Обмен заложниками - Иван Наумов
Шрифт:
Интервал:
Закладка:
— Чем они занимались? — я ни разу в жизни не видел напуганную Тигру, но все когда-то случается впервые.
Тысячеваттная лампочка, вкрученная по ее просьбе, достаточно сносно освещала кухню. Когда-то хватило бы и пятисотки. «Субъективный фактор» — эпитафия на могиле классической физики. Рядом с кем-то свет разгорается, рядом с кем-то меркнет.
Под чайником плясал огонь, холодильник содрогнулся в конвульсии и тихо загудел.
— Что-то с биолампами. Там такой режим секретности, что они даже дома прослушки боялись. Дрюша быстро поднялся, получил тему, лабораторию, а Карен… Короче, он застрял. Там и сям на подхвате. Подготовить культуру, постоять у центрифуги, заполнить журнал. О диссере даже заикаться не давали: хочешь — работай, не хочешь — уходи. Таких денег больше никто платить не стал бы.
Сонная осенняя муха выползла из-за солонки и отправилась пешком через весь стол.
— И?
— Они думают, что Дрюша что-то вынес из своей лабы. И хотят получить это назад. Только это бред — там же сканеры, закрытая сеть, три уровня досмотра… Вот.
Понять, когда Тигра врет, мне тоже удавалось почти всегда. Я подлил ей чаю.
— Давай, рассказывай уже.
— Так я же…
— Или уходи.
— Савва!
Я выдвинул табуретку на середину кухни, сел к Тигре лицом, оперся локтями о колени. На таком расстоянии я чувствовал, как пахнет ее кожа. Старался смотреть ей в глаза, а не на живот. «Кто там?» — спросил я, едва она вошла в квартиру. — «Кто-То-Там Каренович», — ответила она. А что я рассчитывал услышать?

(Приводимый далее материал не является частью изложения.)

PR #6679, opened 2023-12-07
feat(launch): CLI supports allow-listed queue parameters

TimH98:
Description
-----------

- Fixes [WB-16507](https://wandb.atlassian.net/browse/WB-16507)

Add the ability to specify a queue's [allowlisted parameters](https://www.notion.so/wandbai/Allow-listing-Feature-Launch-fc78b8bf02ad402fbb7348281fe3229e) from the CLI, using the `--field` flag.

Example: `wandb launch [...] --fields key1=some_string --fields key2=3.0`

### <samp>🤖[[deprecated]](https://githubnext.com/copilot-for-prs-sunset) Generated by Copilot at 794ee48</samp>

This pull request adds support for template variables in run queues, which enable users to customize the resource configuration for launching runs. It modifies the `RunQueue` class in `wandb/apis/public.py`, the `launch` command in `wandb/cli/cli.py`, and adds a new function in `wandb/sdk/launch/utils.py` to fetch and validate the template variables.

Testing
-------
Tested manually by using the CLI, including attempting to use invalid field names and values. System test coming soon.

### <samp>🤖[[deprecated]](https://githubnext.com/copilot-for-prs-sunset) Generated by Copilot at 794ee48</samp>

> _Launch runs from queue_
> _With `--fields` option_
> _Autumn leaves fall fast_

[WB-16507]: https://wandb.atlassian.net/browse/WB-16507?atlOrigin=eyJpIjoiNWRkNTljNzYxNjVmNDY3MDlhMDU5Y2ZhYzA5YTRkZjUiLCJwIjoiZ2l0aHViLWNvbS1KU1cifQ


wandb/cli/cli.py
```diff
@@ -1191,6 +1192,13 @@ def launch_sweep(
     help="""Path to JSON file (must end in '.json') or JSON string which will be passed
     as a launch config. Dictation how the launched run will be configured.""",
 )
+@click.option(
+    "--fields",
+    "-f",
+    default=None,
+    multiple=True,
+    help="""Fields for queues with allowlisting enabled, as key-value pairs e.g. `--fields key1=value1 --fields key2=value2`""",
+)
```
bcsherma, line 1201: We should error if this is not but `--queue` is not

bcsherma: I'm also not sure about the name `--fields`. We call these `launch time overrides` in the app. I'm also worried that this will be confused with the run config overrides that we perform and should probably have a cli for as well :/

bcsherma: Helm uses `--set` on the command line, which I quite like actually. But I'm wondering if we should have a way to distinguish these from run config overrides. `--set-template` and `--set-config` perhaps?

TimH98: > `--set-template` and `--set-config` perhaps?

Are you saying we do this?:

`--fields` -> `--set-template`
`--config` -> `--set-config`

Given how differently these flags are used, I think this kind of parallelism in the flag names would be misleading.

I agree that `--fields` is not good. At the very least, the singular `--field` would make more sense, since each flag sets one field.

I keep changing my mind about `--set` but I think I like it. In the scenario where a team has set up the queue with allowlisting, it makes sense to use the simple verb "set" to set the parameters for this particular launched job.

TimH98: `--template-variable` is nice and descriptive but feels way too long. But maybe that doesn't even matter since there'll be a one-character alternative

wandb/sdk/launch/utils.py
```diff
@@ -794,3 +794,32 @@ def recursive_macro_sub(source: Any, sub_dict: Dict[str, Optional[str]]) -> Any:
...
+    runqueue: Any, fields: dict
+) -> Dict[str, Any]:
+    template_variables = {}
+
+    variable_schemas = {}
+    for tv in runqueue.template_variables:
+        variable_schemas[tv["name"]] = json.loads(tv["schema"])
+
+    for field in fields:
+        key, val = field.split("=")
```
bcsherma, line 809: This won't work if I have 0 or more than 1 `=` in the value I pass. Can we add a check on the length/type of the return value of `=` here and add some test cases? Just want to make sure users get a clear message if they screw that up.

wandb/sdk/launch/utils.py
```diff
@@ -794,3 +794,32 @@ def recursive_macro_sub(source: Any, sub_dict: Dict[str, Optional[str]]) -> Any:
...
+            raise LaunchError(
+                f"Queue {runqueue.name} does not support overriding {key}."
+            )
+        schema = variable_schemas.get(key, {})
+        field_type = schema.get("type")
+        try:
+            if field_type == "integer":
+                val = int(val)
+            elif field_type == "number":
+                val = float(val)
```
bcsherma, line 820: Not strictly necessary, but since we already fetching the schema and doing some validation we might as well just validate all of the constraints of the schema before we try to submit a job.

bcsherma (approved):
I have just a few comments about error paths (hot on my mind at the moment xD)

wandb/sdk/launch/utils.py
TimH98: I worry about having these same checks in two different places. It means any future change/addition to template var validation needs to be implemented twice. I'd rather keep the checks here as minimal as possible.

— Слушаю внимательно, Тамар.
Тигра обиженно прикусила губу — не любила свое имя, и я об этом прекрасно знал.
— В общем, Карена пытались купить.
Я кивнул.
— Он получил деньги. Много. Без обязательств, просто за беседу. Он ничего толком не объяснял. Говорил только про перспективы и новую работу. Подбил Дрюшку.
Я спрятал лицо в ладонях.
— Идиоты…
— Не надо так, — тихо попросила Тигра.
— Прости. Ты сказала, получил деньги. От кого?
Она вдруг заплакала и убежала в ванную. Мои ощущения от появления Тигры менялись быстрее, чем картинки в калейдоскопе. Изумление — отчуждение — горе — жалость — отчуждение — тревога. Большая тревога.
Вволю нахлюпавшись и бросив полотенце по привычке на стиральную машину вместо того, чтобы повесить на крючок, она вернулась к столу.
— А это что? — спросил я, показывая на большую сумку, спящим зверем замершую в темном коридоре.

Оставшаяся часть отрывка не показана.